:: YOUR OBJECTIVE ::
Narrow the data below down to the lines containing "real".

··· DATA FOR ANALYSIS ···

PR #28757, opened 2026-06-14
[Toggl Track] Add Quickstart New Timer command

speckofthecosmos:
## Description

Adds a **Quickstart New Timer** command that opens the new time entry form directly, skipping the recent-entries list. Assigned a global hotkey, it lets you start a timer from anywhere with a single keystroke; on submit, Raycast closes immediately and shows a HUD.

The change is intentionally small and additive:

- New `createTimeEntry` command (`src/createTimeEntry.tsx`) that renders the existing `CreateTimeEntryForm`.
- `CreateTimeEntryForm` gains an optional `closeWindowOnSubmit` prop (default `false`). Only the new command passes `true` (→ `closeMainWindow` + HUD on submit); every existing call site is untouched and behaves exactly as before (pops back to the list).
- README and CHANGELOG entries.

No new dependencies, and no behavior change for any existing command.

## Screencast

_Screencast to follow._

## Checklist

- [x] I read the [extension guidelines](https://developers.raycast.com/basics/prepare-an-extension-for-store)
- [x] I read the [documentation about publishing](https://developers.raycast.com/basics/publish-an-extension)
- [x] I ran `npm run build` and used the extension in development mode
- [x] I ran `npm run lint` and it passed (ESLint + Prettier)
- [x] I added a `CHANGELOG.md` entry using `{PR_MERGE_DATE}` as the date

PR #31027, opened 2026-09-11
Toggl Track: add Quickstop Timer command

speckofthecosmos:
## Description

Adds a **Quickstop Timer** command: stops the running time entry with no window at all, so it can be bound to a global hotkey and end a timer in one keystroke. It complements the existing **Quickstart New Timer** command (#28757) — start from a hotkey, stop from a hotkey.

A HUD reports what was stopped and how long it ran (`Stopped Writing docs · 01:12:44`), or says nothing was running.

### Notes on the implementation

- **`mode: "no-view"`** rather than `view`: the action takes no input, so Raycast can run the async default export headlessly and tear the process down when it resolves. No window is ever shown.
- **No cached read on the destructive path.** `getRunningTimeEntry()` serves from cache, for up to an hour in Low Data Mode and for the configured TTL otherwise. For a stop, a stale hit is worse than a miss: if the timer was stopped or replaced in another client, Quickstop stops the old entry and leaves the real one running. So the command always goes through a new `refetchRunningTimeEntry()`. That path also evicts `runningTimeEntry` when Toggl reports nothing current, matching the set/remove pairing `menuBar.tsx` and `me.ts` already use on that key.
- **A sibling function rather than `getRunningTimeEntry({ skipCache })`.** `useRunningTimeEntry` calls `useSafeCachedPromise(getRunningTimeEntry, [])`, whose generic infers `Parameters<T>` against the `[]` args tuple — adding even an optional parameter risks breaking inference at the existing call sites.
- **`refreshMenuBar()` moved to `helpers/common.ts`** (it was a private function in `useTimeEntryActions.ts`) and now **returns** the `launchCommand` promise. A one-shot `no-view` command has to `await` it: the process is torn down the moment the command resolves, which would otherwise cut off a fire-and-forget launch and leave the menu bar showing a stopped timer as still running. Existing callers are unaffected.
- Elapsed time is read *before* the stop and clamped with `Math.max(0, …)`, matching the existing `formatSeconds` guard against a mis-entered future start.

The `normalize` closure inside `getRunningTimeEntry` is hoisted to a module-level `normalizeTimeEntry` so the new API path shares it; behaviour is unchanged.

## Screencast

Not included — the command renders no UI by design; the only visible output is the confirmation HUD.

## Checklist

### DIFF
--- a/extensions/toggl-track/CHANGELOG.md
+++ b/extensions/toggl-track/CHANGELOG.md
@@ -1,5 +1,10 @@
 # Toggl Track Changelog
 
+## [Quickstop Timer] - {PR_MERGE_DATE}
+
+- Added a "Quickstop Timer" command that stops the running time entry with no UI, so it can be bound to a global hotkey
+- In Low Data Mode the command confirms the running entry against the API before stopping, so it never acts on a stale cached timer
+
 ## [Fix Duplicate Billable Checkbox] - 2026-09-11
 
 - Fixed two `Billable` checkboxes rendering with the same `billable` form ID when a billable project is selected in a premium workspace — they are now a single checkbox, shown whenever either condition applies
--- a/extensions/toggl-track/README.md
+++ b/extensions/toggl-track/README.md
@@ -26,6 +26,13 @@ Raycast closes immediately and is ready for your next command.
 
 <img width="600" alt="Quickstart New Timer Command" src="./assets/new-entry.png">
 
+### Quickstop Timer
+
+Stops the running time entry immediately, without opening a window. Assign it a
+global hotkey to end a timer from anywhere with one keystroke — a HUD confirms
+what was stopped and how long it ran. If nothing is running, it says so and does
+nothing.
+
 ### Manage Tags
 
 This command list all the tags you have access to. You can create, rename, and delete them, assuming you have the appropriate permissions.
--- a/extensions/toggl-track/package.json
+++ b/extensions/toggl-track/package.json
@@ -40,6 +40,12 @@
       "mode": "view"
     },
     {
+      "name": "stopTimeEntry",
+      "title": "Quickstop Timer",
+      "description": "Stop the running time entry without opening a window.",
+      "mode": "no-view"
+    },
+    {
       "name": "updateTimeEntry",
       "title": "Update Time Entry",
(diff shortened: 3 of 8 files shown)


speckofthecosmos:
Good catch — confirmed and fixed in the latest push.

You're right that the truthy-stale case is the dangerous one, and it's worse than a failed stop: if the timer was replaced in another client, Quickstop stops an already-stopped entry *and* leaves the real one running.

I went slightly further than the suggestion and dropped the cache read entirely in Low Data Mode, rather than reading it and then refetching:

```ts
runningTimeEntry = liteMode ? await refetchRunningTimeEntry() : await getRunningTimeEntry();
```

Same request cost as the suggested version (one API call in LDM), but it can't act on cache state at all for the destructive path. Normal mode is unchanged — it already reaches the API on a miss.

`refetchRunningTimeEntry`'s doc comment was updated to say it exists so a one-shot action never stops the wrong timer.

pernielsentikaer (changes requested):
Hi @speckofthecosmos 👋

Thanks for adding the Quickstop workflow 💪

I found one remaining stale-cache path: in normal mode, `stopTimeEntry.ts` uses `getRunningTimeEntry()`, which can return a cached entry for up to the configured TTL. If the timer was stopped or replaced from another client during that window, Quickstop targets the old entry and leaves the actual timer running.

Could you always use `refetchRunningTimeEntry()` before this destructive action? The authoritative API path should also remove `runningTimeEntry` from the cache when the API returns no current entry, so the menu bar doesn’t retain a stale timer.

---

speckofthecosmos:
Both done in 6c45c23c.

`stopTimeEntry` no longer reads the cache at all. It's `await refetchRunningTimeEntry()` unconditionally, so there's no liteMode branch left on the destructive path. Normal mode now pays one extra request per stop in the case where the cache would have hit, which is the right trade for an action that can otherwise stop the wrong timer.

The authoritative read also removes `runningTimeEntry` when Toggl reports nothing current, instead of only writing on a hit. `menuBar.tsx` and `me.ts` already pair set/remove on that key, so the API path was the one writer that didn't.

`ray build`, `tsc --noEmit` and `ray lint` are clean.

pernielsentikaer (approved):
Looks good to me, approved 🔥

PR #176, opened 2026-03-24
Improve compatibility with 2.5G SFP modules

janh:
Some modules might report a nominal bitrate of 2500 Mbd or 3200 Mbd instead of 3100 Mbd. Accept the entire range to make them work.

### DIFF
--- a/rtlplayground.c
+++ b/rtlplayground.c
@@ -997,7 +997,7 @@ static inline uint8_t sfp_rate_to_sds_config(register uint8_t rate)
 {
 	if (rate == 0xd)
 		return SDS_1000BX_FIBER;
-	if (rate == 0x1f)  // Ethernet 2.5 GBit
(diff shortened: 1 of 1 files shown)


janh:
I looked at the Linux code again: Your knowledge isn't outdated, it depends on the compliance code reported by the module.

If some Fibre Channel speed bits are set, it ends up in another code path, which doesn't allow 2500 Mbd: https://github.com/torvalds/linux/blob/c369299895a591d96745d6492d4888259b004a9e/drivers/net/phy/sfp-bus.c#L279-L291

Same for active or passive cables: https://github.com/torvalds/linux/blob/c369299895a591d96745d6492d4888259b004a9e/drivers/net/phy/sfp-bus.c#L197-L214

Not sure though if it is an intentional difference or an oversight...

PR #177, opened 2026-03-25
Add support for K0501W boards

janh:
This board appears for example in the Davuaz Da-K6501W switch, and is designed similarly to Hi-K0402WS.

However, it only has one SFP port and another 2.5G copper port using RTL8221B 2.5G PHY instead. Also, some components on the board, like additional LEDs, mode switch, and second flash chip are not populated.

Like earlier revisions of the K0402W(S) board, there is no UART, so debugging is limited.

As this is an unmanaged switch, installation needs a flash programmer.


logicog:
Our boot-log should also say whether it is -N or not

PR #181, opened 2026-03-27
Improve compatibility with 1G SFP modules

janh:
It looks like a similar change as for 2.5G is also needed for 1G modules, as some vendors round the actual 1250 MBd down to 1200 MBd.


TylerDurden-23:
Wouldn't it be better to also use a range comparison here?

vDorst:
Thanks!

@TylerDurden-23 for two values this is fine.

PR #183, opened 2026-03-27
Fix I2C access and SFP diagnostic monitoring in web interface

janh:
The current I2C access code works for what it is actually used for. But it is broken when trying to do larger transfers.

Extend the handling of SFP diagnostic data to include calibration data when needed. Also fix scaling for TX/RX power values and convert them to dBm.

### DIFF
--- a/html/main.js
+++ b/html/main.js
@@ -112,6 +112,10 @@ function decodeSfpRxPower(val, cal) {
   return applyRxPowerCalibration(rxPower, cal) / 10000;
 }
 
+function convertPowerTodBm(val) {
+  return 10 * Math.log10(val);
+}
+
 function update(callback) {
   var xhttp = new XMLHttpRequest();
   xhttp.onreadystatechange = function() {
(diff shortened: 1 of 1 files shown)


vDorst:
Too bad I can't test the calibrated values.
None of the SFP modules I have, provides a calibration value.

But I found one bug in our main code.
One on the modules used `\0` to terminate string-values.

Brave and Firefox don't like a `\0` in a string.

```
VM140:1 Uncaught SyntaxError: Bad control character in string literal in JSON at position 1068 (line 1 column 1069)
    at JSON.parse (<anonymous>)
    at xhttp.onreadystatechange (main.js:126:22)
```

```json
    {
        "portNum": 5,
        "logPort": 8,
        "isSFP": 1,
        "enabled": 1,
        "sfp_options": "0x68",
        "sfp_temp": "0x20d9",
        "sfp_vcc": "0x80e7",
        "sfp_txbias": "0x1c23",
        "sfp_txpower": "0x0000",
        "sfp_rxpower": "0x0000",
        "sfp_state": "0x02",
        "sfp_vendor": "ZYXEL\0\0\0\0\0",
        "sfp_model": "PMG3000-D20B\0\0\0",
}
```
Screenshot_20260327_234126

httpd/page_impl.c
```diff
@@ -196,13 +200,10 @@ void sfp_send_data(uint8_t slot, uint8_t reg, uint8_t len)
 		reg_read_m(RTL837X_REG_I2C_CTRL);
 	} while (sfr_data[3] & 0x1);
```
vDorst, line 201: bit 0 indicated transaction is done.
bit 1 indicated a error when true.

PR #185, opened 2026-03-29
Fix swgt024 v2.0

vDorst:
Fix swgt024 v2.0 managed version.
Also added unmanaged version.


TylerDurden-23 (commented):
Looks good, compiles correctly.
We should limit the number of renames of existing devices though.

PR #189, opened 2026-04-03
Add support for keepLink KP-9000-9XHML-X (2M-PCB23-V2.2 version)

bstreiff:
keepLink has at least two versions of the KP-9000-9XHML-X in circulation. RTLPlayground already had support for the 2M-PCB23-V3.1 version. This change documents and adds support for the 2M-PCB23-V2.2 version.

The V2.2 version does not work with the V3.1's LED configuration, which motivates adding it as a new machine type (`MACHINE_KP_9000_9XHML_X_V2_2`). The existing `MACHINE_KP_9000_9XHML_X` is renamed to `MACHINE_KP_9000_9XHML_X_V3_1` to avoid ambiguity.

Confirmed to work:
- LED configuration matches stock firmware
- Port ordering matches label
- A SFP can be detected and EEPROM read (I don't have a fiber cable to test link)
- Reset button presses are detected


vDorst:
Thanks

···

:: OUTPUT OF THE EXERCISE ::
- **No cached read on the destructive path.** `getRunningTimeEntry()` serves from cache, for up to an hour in Low Data Mode and for the configured TTL otherwise. For a stop, a stale hit is worse than a miss: if the timer was stopped or replaced in another client, Quickstop stops the old entry and leaves the real one running. So the command always goes through a new `refetchRunningTimeEntry()`. That path also evicts `runningTimeEntry` when Toggl reports nothing current, matching the set/remove pairing `menuBar.tsx` and `me.ts` already use on that key.
You're right that the truthy-stale case is the dangerous one, and it's worse than a failed stop: if the timer was replaced in another client, Quickstop stops an already-stopped entry *and* leaves the real one running.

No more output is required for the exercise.